Mas o direito constitucional positivo brasileiro facilita a solução dessa dúvida. Com efeito, convém
lembrar que o art. 60, § 4.º, IV, da CF/1988 dispõe:
"§ 4.º Não será objetode deliberação a proposta de emenda tendente a abolir:
(...)
IV - os direitos e garantias individuais".

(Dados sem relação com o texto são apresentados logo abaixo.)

PR #804, opened 2015-12-08
(maint) Update puppet, hiera, agent versions to latest

haus:
This updates the submodule versions as well as the packaged agent
versions to latest to ensure that we are testing and working against the
latest released puppet-agent.

### DIFF
--- a/.travis.yml
+++ b/.travis.yml
@@ -18,4 +18,5 @@ branches:
   only:
     - master
     - stable
+    - 2.1.x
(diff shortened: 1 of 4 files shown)


haus:
Seeing some failures in my local test. Please hold. Your call is important to us.

haus:
The heap size increase seems to have addressed the problems i was seeing.

camlow325:
:shipit:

Ora, ninguém negará ser a norma constante do art. 5.º, XXXVI, da CF/1988 uma garantia, garantia
essa da segurança das relações jurídicas. Conseqüentemente ela não poderá ser abolida pelo Poder
Constituinte derivado.
23. Observe-se, enfim, que, em face da Constituição brasileira de 1988, cujo art. 5.º, XXXVI, somente
proíbe à lei prejudicar o direito adquirido, o ato jurídico perfeito e a coisa julgada, não será
inconstitucional emenda que, colhendo embora fatos passados, não importe em violar qualquer
desses três institutos.
IV. OBSERVAÇÕES FINAIS
24. Este trabalho, sumário e superficial embora, tem a pretensão de haver demonstrado três pontos
essenciais. O primeiro, que os atos do Poder Constituinte originário não são forçosamente
retroativos, apenas podem sê-lo; o segundo, que, numa Constituição que garante o direito adquirido,
o Poder Constituinte derivado é por ele limitado, não podendo eliminá-lo; e, terceiro, a noção de
direito adquirido há de ser interpretada restritivamente, para não colher senão vantagens
patrimoniais.
E seguramente, por outro lado, demonstrou ele a afirmação inicial sobre a extrema complexidade do
assunto. Quem sabe, porém, abriu uma vereda a ser explorada, com maior profundidade, com maior
sutileza, para a clarificação da questão do direito adquirido, o que traria incontestável contribuição
para o direito nacional.
(*) Conferência proferida no Tribunal de Alçada Criminal de São Paulo, em 11.06.1997, como parte
da comemoração dos 30 anos de criação daquela Corte.